When a weight of `10 kg` is suspended from a copper wire of length 3 metres and diameters `0.4 mm`, its length increases by `2.4 cm`. If the diameter of the wire is doubled, then the extension in its length will be

To solve the problem, we will use the relationship between stress, strain, and Young's modulus of elasticity.

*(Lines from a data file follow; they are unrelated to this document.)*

Issue #2610, opened 2017-05-31
Tests failing to load Microsoft.VisualStudio.Validation assembly


huguesv:
Example:
```
Test Name:	ImportClassifications
Test Outcome:	Failed
Result Message:	
Test method PythonToolsMockTests.ClassifierTests.ImportClassifications threw exception: 
System.IO.FileLoadException: Could not load file or assembly 'Microsoft.VisualStudio.Validation, Version=15.0.0.0, Culture=neutral, PublicKeyToken=b03f5f7f11d50a3a' or one of its dependencies. The located assembly's manifest definition does not match the assembly reference. (Exception from HRESULT: 0x80131040)
```

In 15.3, they've changed the version of that assembly from 15.0.0.0 to 15.3.0.0.

devenv.exe.config has a bindingRedirect for it.

PR #2617, opened 2017-05-31
Add binding redirect for Microsoft.VisualStudio.Validation.

huguesv:
Fixes https://github.com/Microsoft/PTVS/issues/2610

On 15.3, all tests from PythonToolsMockTests were failing trying to load an older version of Microsoft.VisualStudio.Validation. Now a lot of the tests are passing again, and those who don't are failing for a different reason.

Note that we do not directly reference that assembly from our projects.

### DIFF
--- a/Python/Tests/PythonToolsMockTests/App.config
+++ b/Python/Tests/PythonToolsMockTests/App.config
@@ -1,0 +1,11 @@
+﻿<?xml version="1.0" encoding="utf-8" ?>
+<configuration>
+  <runtime>
+    <assemblyBinding xmlns="urn:schemas-microsoft-com:asm.v1">
+      <dependentAssembly>
+        <assemblyIdentity name="Microsoft.VisualStudio.Validation" publicKeyToken="b03f5f7f11d50a3a" culture="neutral"/>
+        <bindingRedirect oldVersion="15.0.0.0-15.3.0.0" newVersion="15.3.0.0"/>
+      </dependentAssembly>
+    </assemblyBinding>
+  </runtime>
+</configuration>
--- a/Python/Tests/PythonToolsMockTests/PythonToolsMockTests.csproj
+++ b/Python/Tests/PythonToolsMockTests/PythonToolsMockTests.csproj
@@ -177,5 +177,8 @@
       <Name>VSCommon</Name>
     </ProjectReference>
   </ItemGroup>
+  <ItemGroup>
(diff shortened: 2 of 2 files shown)


zooba:
I think we actually just want to update this in our machine setup scripts, so that the changes end up in QTAgent.exe.config and similar.

zooba:
Which is actually now the install script in the VSTestHost repo. Looks like it'll also have to be updated for the Newtonsoft.Json version too.

zooba:
Actually, do you know whether this works reliably for all tests? Maybe we can do this instead of modifying the installed config files.

huguesv:
FYI this is where I got the tip of using app.config: https://github.com/Microsoft/vsts-tasks/issues/546

The app.config that I'm adding here is for PythonToolsMockTests, which don't use VSTestHost.

It would be nice to stop updating VS installed .config files, because when you update VS it overwrites them.

I was able to make this work:
- don't update the .config files
- put a second copy of Microsoft.VisualStudioTools.VSTestHost.15.0.dll in PrivateAssemblies

The script that updates the .config files is adding ";CommonExtensions\Platform;CommonExtensions\Microsoft\Editor" to probing private path. First part is for locating the test host dll, but I'm not sure what the second part is for.  I ran some editor tests that passed fine.

By the way, I found this in my PrivateAssemblies:
Microsoft.VSSDK.TestHostAdapter.dll
Microsoft.VSSDK.TestHostAdapter.pdb

zooba:
The second one is to ensure the VisualStudio.Text DLLs can be loaded for non-UI tests. Possibly that issue has been fixed generally if they're being resolved now (and not just copied into your output directory on build).

The VSSDK test host adapter is forked from the same source code that ours was originally forked from, but unless they've improved it significantly since then it likely still has the same reliability issues that plagued us before (and may not support Debug Test either).

zooba:
@huguesv I'm going to be getting some new test machines soon - want to look at making this work for all test assemblies? Or shall I take it over?

huguesv:
Feel free to take over if you like.

huguesv:
Can we merge this so that I can at least run the PythonToolsMockTests?

I need to add tests for https://github.com/Microsoft/PTVS/pull/2860

I don't mind if you improve it later on and end up undoing this, I just want something that works in the meantime.

zooba:
Sure.

PR #2623, opened 2017-05-31
Adds workaround for building against stable VS.

zooba:
This will keep us building with the current version of VS while we figure out how to deal with the brokenness in the next update.

We'll just have to ignore the failed tests for now until we can get all the build machines upgraded properly (which they probably won't do for us, so we're back to maintaining our own build infrastructure...)

### DIFF
--- a/Common/Tests/Utilities/Mocks/TextVersionWorkaround.cs
+++ b/Common/Tests/Utilities/Mocks/TextVersionWorkaround.cs
@@ -1,0 +1,24 @@
+﻿// Visual Studio Shared Project
+// Copyright(c) Microsoft Corporation
+// All rights reserved.
+//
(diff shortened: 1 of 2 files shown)


zooba:
I've already updated the build definitions to use a working build pool, so feel free to merge this whenever and we'll get tests going again.

huguesv:
What do you mean by working build pool?  Is it machines that we manage ourselves that are currently on 15.2 and that we'll update to 15.3 shortly?

zooba:
No, we switched to the one that is managed by the build team a while back, but they won't update to 15.3 until after it releases. I upgraded our own one and switched back to that briefly, but it won't build for a variety of other reasons and I don't want to spend the time debugging that when we could (and should) just be getting the editor team to fix their API breakage.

We will derive the extension in length when the diameter of the wire is doubled. ### Step-by-Step Solution: 1. **Identify Given Data:** - Weight (Force, F) = 10 kg - Length of wire (L) = 3 m = 300 cm - Initial diameter (D1) = 0.4 mm = 0.04 cm - Initial extension (ΔL1) = 2.4 cm 2. **Convert Weight to Force:** - The weight of 10 kg can be converted to force using \( F = mg \), where \( g \approx 9.81 \, \text{m/s}^2 \). - Thus, \( F = 10 \, \text{kg} \times 9.81 \, \text{m/s}^2 = 98.1 \, \text{N} \). 3. **Calculate the Area of the Wire:** - The area \( A \) of the wire can be calculated using the formula for the area of a circle: \[ A = \frac{\pi D^2}{4} \] - For the initial diameter \( D1 = 0.4 \, \text{mm} = 0.0004 \, \text{m} \): \[ A1 = \frac{\pi (0.0004)^2}{4} \approx 5.0265 \times 10^{-8} \, \text{m}^2 \] 4. **Use Young's Modulus Relation:** - Young's modulus \( Y \) is defined as: \[ Y = \frac{\text{Stress}}{\text{Strain}} = \frac{F/A}{\Delta L/L} \] - Rearranging gives: \[ \Delta L = \frac{F \cdot L}{Y \cdot A} \] 5. **Relate the Extension with Diameter:** - When the diameter is doubled, the new diameter \( D2 = 2D1 = 0.8 \, \text{mm} = 0.0008 \, \text{m} \). - The new area \( A2 \) becomes: \[ A2 = \frac{\pi (0.0008)^2}{4} = \frac{\pi (0.0004)^2 \cdot 4}{4} = 4A1 \] 6. **Calculate the New Extension:** - Since the force and the original length remain the same, we can express the new extension \( \Delta L2 \) as: \[ \Delta L2 = \frac{F \cdot L}{Y \cdot A2} = \frac{F \cdot L}{Y \cdot 4A1} = \frac{\Delta L1}{4} \] - Given \( \Delta L1 = 2.4 \, \text{cm} \): \[ \Delta L2 = \frac{2.4 \, \text{cm}}{4} = 0.6 \, \text{cm} \] ### Final Answer: The extension in the length of the wire when its diameter is doubled is **0.6 cm**.